This idea could be extended. Even with automated testing, current systems are probably too complex to test completely in any reasonable time, but computer power is cheap, so monitoring system outputs for unusual patterns is possible. If a program is routinely selling televisions online for £400-£4,000, for example, it could take corrective action, typically alerting an operator, if TVs suddenly appear at £4.
This does not replace proper testing, but intelligent system design could limit the impact of unavoidably limited testing resources–or fraud, or data entry errors.
One could imagine a pattern matching program continually checking outputs for unusual patterns indicative of system defects. It is unlikely that such a program would be allowed to automatically correct defects, but this is a plausible approach to managing the impact of systems complexity on conventional testing overheads.
Perhaps a more immediate approach to controlling software defects is the exploitation of mathematically based development methods and tools to produce provably correct software components for building systems. The use of such methods for significantly sized systems was described to the BCS Bristol Branch recently by Roderick Chapman of systems consultancy Praxis. A key finding was that the use of formal proof was easily cost-justified: developing a formal specification took 5% of the project effort and found 3.25% of the faults, but proving this specification then took only 2.5% of the effort and found 16% of the defects. Against this, unit testing also found 16% of the defects found, but took 10 times the effort (25%).
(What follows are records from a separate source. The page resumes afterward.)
PR #838, opened 2019-11-09
assert.Eventually: fail the testcase if condition is not met

### LINKED ISSUE #837: assert.Eventually() does not fail test when the timer expires
assert.Eventually() returns false (and not Fail(...)) when the timer expires.

As a result, the test does not fail.

So for example, including  `assert.Eventually(t, func()bool{return false}, time.Second, time.Millisecond))` in your test does not cause it to fail.  It will poll the function for a second, and then pass.

Is this intentional?  It seems surprising, since the other assert functions cause the test to fail when the condition is not met.

dmacvicar:
Fixes #837

See https://github.com/stretchr/testify/issues/837#issuecomment-552088888 for an explanation.

Given that the original tests did not catch the problem, I am not sure how to enhance the tests to do it. But feedback is appreciated.

I am also not completely sure if I am missing something regarding the motivation for https://github.com/stretchr/testify/commit/f1bd0923b8320ddfb0a8a9d919b5aeb8b7a4cc40 change from `Fail`to `false`, or if it was just an oversight.

### DIFF
--- a/assert/assertions.go
+++ b/assert/assertions.go
@@ -1514,7 +1514,7 @@ func Eventually(t TestingT, condition func() bool, waitFor time.Duration, tick t
 	for tick := ticker.C; ; {
 		select {
 		case <-timer.C:
-			return false
+			return Fail(t, "Condition never satisfied", msgAndArgs...)
 		case <-tick:
 			tick = nil
 			go func() { ch <- condition() }()


boyan-soubachov:
@dmacvicar , please rebase onto master to make the tests pass on `tip`. This change makes the #805 unit test pass so I see no reason not to merge it. Would be happy to approve and merge once you rebase.

torkelrogstad:
This was superseded by #869 and should be closed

Testing is expensive–but then so are defects in production systems–because it requires intellectual resources to design a test plan that will find defects efficiently, and because running tests takes system resources that could be used for business.
Automation cannot help much with designing clever test plans yet. However, it can allow testers to concentrate on designing test plans that will wheedle out more defects rather than on coding test cases: a test specification can generate many tests. Nevertheless, even with automation you still need skilled testers, with different thinking to that of developers.
Automation cannot design a structured test suite, nor can it do more than hint that testing might have finished. A person still has to decide what defects are unacceptable and whether all significant defects in the program have been found, with some degree of confidence–or merely all the defects that a limited test plan is capable of finding.